Contabilizados os gastos com a
construção da torre, os vinhedos de Abrahan haviam diminuído um
pouco em extensão e eram menos numerosas suas ovelhas. Mas nada
disso o preocupava, nada disso importava, pois seu comércio com o
Oriente florescia como sempre, as ovelhas continuavam férteis, ele
confiava em Deus e em sua boa fortuna e, acima de tudo, agora ele
tinha um herdeiro, agora seu sangue não morreria, sua casa e seus
campos seriam, um dia, os campos e a casa de Isaac, seu filho.
Mal porém eram cessados os cânticos da
festa e eis que Sarah, vestindo amarelo, a cor das notícias gozosas,
vai a Abrahan e anuncia:
-Abrahan!

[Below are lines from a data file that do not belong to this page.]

PR #6285, opened 2023-06-02
Make test pass if there are buckets that are non test buckets

torcolvin:
Tested with and without travel-sample bucket.


snej (approved):
Thanks!

bbrks (approved):

PR #6287, opened 2023-06-05
CBG-3022: Replicator will not reconnect when max_back_off != 0

gregns1:
CBG-3022

MaxBackOff Behaviour:

MaxBackOff = 0: 
* Current behaviour: Reconnects with exponential back off up till 5 mins and will stop trying to reconnect after 10 mins 
* Behaviour we want: same as above
* TotalReconnectTimeout = 10 mins 
* MaxReconnectInterval = 5 mins 

MaxBackOff = default value:
* Current Behaviour: Doesn’t reconnect 
* Behaviour we want: to rear exponential back off till 5 mins, but retry indefinitely
* TotalReconnectTimeout = 0
* MaxReconnectInterval = 5 mins 

MaxBackOff = something other than 0 or default:
* Current Behaviour: Doesn’t reconnect 
* Behaviour we want: to have exponential back off time till the value specified (in minutes) and then retry indefinitely
* TotalReconnectTimeout = 0 
* MaxReconnectInterval = <specified MaxBackOff value> mins

What the problem is currently that TotalReconnectTimeout = 0 will disable reconnect all together. I think we want when TotalReconnectTimeout = 0 to retry indefinitely. Changes I am making locally seem to work for this without effecting tests that are testing for missing collections. 

This change also broke CBG-2895 (replication limit handling) tests. The tests were asserting on the replicator going into an error state once being rejected by the limit. We should’ve been entering a reconnect loop (like we’d expect CBL to be doing, hence the 503 code returned), so I have also update those tests to assert on replication going into reconnect loop. Also took out assertion on stats, due to the nature these stats get incremented each time on the reconnect loop and there is no way we can assert on how many times this will happen in the test. 

## Pre-review checklist

- [x] `GSI=true,xattrs=true` https://jenkins.sgwdev.com/job/SyncGateway-Integration/1851/

### DIFF
--- a/db/active_replicator.go
+++ b/db/active_replicator.go
@@ -214,7 +214,7 @@ func connect(arc *activeReplicatorCommon, idSuffix string) (blipSender *blip.Sen
 	blipContext.WebsocketPingInterval = arc.config.WebsocketPingInterval
 	blipContext.OnExitCallback = func() {
 		// fall into a reconnect loop only if the connection is unexpectedly closed.
-		if arc.ctx.Err() == nil && arc.config.TotalReconnectTimeout != 0 {
+		if arc.ctx.Err() == nil {
 			go arc.reconnectLoop()
 		}
 	}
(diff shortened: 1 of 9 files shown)


bbrks (approved):
LGTM :+1: thanks!

PR #6291, opened 2023-06-06
make jenkins tests compatible with amazon linux 2023

torcolvin:
- docker-compose was moved to jenkins init script
- detect docker-compose (v1) by looking for amazon linux 2 specifically

I plan to move the Integration Test / Master Integration / Pipeline Agent to 2023, but leave the old Integration Test runs to use aws linux 2 AMIs

### DIFF
--- a/integration-test/start_server.sh
+++ b/integration-test/start_server.sh
@@ -42,7 +42,10 @@ if [ "${CBS_ROOT_DIR:-}" != "" ]; then
     DOCKER_CBS_ROOT_DIR="${CBS_ROOT_DIR}"
 fi
 
-if [[ -n "${JENKINS_URL:-}" ]]; then
+set +e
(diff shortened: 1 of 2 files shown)


adamcfraser:
Do the service scripts also need to be updated to support Amazon Linux 2023, or does `amzn*` cover it?  https://github.com/couchbase/sync_gateway/blob/master/service/sync_gateway_service_install.sh#LL290C1-L290C6

torcolvin:
> Do the service scripts also need to be updated to support Amazon Linux 2023, or does `amzn*` cover it? https://github.com/couchbase/sync_gateway/blob/master/service/sync_gateway_service_install.sh#LL290C1-L290C6

This is fine too, but this actually is a different problem which is "is amazon linux 2023 package a supported platform for running sync gateway?"

My change only covers running tests on jenkins.

bbrks (approved):

PR #6293, opened 2023-06-07
CBG-2932: Request Count stat for REST

gregns1:
CBG-2932

SImple implementation where we count the number of public rest requests throiughh sybnc gateway. Does this through adding a function on the handler to call each time a new handler is crerated and if the handlerPrivs is public realted we increment the stat. Also has a check to exit the function before we increment the stats for blipsync requests. 

## Pre-review checklist

- [x] `GSI=true,xattrs=true` https://jenkins.sgwdev.com/job/SyncGateway-Integration/1866/

### DIFF
--- a/rest/api_test.go
+++ b/rest/api_test.go
@@ -75,30 +75,34 @@ func TestPublicRESTStatCount(t *testing.T) {
 	// create a user to authenticate as for public api calls and assert the stat hasn't incremented as a result
 	resp := rt.SendAdminRequest(http.MethodPut, "/{{.db}}/_user/greg", GetUserPayload(t, "greg", "letmein", "", rt.GetSingleTestDatabaseCollection(), []string{"ABC"}, nil))
 	RequireStatus(t, resp, http.StatusCreated)
-	base.WaitForStat(func() int64 {
+	_, ok := base.WaitForStat(func() int64 {
 		return rt.GetDatabase().DbStats.DatabaseStats.NumPublicRestRequests.Value()
 	}, 0)
+	require.True(t, ok)
 
 	// use public api to put a doc through SGW then assert the stat has increased by 1
 	resp = rt.SendUserRequest(http.MethodPut, "/{{.keyspace}}/doc1", `{"foo":"bar", "channels":["ABC"]}`, "greg")
 	RequireStatus(t, resp, http.StatusCreated)
-	base.WaitForStat(func() int64 {
+	_, ok = base.WaitForStat(func() int64 {
 		return rt.GetDatabase().DbStats.DatabaseStats.NumPublicRestRequests.Value()
 	}, 1)
+	require.True(t, ok)
 
 	// send admin request assert that the public rest count doesn't increase
 	resp = rt.SendAdminRequest(http.MethodGet, "/{{.keyspace}}/doc1", "")
 	RequireStatus(t, resp, http.StatusOK)
-	base.WaitForStat(func() int64 {
+	_, ok = base.WaitForStat(func() int64 {
 		return rt.GetDatabase().DbStats.DatabaseStats.NumPublicRestRequests.Value()
 	}, 1)
+	require.True(t, ok)
 
 	// send another public request to assert the stat increases by 1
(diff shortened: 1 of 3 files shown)


rest/handler.go
```diff
@@ -128,6 +128,7 @@ func makeHandler(server *ServerContext, privs handlerPrivs, accessPermissions []
 		err := h.invoke(method, accessPermissions, responsePermissions)
 		h.writeError(err)
 		h.logDuration(true)
+		h.logRESTCount()
```
torcolvin: I wonder if the right place to put this is https://github.com/couchbase/sync_gateway/blob/master/rest/handler.go#L266

Because it will count requests before they happen - since continuous feed requests are long lived. I'm not sure how many people use them though, or if there are other long running requests. I'd consult with other team members on this.

rest/handler.go
```diff
@@ -605,6 +607,19 @@ func (h *handler) logDuration(realTime bool) {
 	)
 }
 
+func (h *handler) logRESTCount() {
```
torcolvin, line 610: can you add a docstring for this?

rest/handler.go
bbrks: Agree - would be preferable to increment stat on incoming request, rather than completed request.

bbrks (dismissed):

rest/api_test.go
```diff
@@ -68,6 +68,44 @@ func TestRoot(t *testing.T) {
 	assert.Equal(t, "GET, HEAD", response.Header().Get("Allow"))
 }
 
+func TestPublicRESTStatCount(t *testing.T) {
+	rt := NewRestTester(t, &RestTesterConfig{SyncFn: channels.DocChannelsSyncFunction})
+	defer rt.Close()
+
+	// create a user to authenticate as for public api calls and assert the stat hasn't incremented as a result
+	resp := rt.SendAdminRequest(http.MethodPut, "/{{.db}}/_user/greg", GetUserPayload(t, "greg", "letmein", "", rt.GetSingleTestDatabaseCollection(), []string{"ABC"}, nil))
```
torcolvin: I created some helper functions for this, `rt.CreateUser`

rest/api_test.go
```diff
@@ -68,6 +68,44 @@ func TestRoot(t *testing.T) {
...
+	require.True(t, ok)
+
+	// send another public request to assert the stat increases by 1
+	resp = rt.SendUserRequest(http.MethodGet, "/{{.keyspace}}/doc1", "", "greg")
+	RequireStatus(t, resp, http.StatusOK)
+	_, ok = base.WaitForStat(func() int64 {
+		return rt.GetDatabase().DbStats.DatabaseStats.NumPublicRestRequests.Value()
+	}, 2)
+	require.True(t, ok)
+
```
torcolvin, line 105: I wonder if we can do something to test a few other cases:

(1) test the metrics port
(2) test blipsync code? It is probably sufficient to hit the endpoint directly but I wonder if instantiating a blip tester and getting changes would also work because that's what a customer would do.
(3) test requests that don't access a given database

rest/handler.go
```diff
@@ -605,6 +606,20 @@ func (h *handler) logDuration(realTime bool) {
 	)
 }
 
+// logRESTCount will increment the number of public REST requests stat for public REST requests excluding blipsync requests
```
```suggestion
// logRESTCount will increment the number of public REST requests stat for public REST requests excluding _blipsync requests if they are attached to a database.
```

torcolvin (commented):
LGTM just a few comments on testing to hit all the cases to prevent regressions.

rest/api_test.go
```diff
@@ -104,6 +103,36 @@ func TestPublicRESTStatCount(t *testing.T) {
 	}, 2)
 	require.True(t, ok)
 
+	resp = rt.SendUserRequest(http.MethodGet, "/{{.db}}/_blipsync", "", "greg")
+	fmt.Println(resp.Code)
```
torcolvin: change the print to require?

gregns1: ah left that in from debugging

torcolvin (approved):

Abrahan! Aconteceu
novamente, Abrahan! Não sei como, mas é fato. Outra semente cresce
em meu ventre. Vamos ter outro filho, Abrahan...
E assim foi, ou assim ficou registrado
e dado como verdade, e nasceu Samuel.
Abrahan exultou: tinha agora dois e
não apenas um herdeiro.
E seguiram-se os ritos e as festas do
nascimento e Abrahan, mandando convocar os mesmos artesãos mudèjars,
iniciou a construção da nova torre, na ala sul da casa, ordenando
que em tudo ela fosse idêntica à primeira, em cada detalhe em cada
ornamento, pois não queria que Samuel, seu segundo filho, viesse
algum dia a dizer que a torre de seu irmão Isaac era mais alta, ou
mais rica, ou mais nobre.
Mais uma vez as caravanas se
movimentaram e trouxeram do Oriente as finas pedrarias, o alvo
alabastro, o amarelo do âmbar. Sangraram novamente as árvores do
Turcomenistão para prover madeiras finas e exóticas e sangraram os
cofres de Abrahan, diminuindo em muito a extensão de seus vinhedos,
e tornando ainda menores seus rebanhos. E foi mais lenta a
construção da torre.
Soprava o Garbí, vento afável,
de caráter suave e morno e, orgulhoso por haver cumprido sua
promessa, fitava Abrahan a torre recém-erguida, comparando-a com a
primeira e não encontrando reparo a fazer no extraordinário trabalho
executado. As torres eram idênticas e magníficas e Abrahan se encheu
da certeza de haver cumprido a vontade do Senhor.
O sol se punha na imensa extensão do
mar. As primeiras estrelas pontilhavam o céu e Abrahan, abrindo os
braços em atitude de submissão, cantou o Smechin Bezetan, a prece de
agradecimento:
“Alegres estão as estrelas ao sair
e exultantes ao se por;
cumprem obedientes a vontade de seu Senhor.
Conferem honra e esplendor a seu nome,
proclamando a fama de seu Reino.
O Senhor chamou o sol
e o sol nos inunda de luz.
Concebeu a lua e lhe deu forma .
Tudo nos céus e na terra lhe rende homenagem
e sua glória e grandeza
são cantadas pelos anjos e serafins”.
Sentiu então a presença silenciosa de
Sarah, a seu lado, esperando que terminasse a prece.
Vestindo amarelo, a cor das notícias
gozosas, ela anunciou, mais uma vez:
-Meu senhor, tudo se repete, e cresce
em mim nova semente... Serás pai, novamente...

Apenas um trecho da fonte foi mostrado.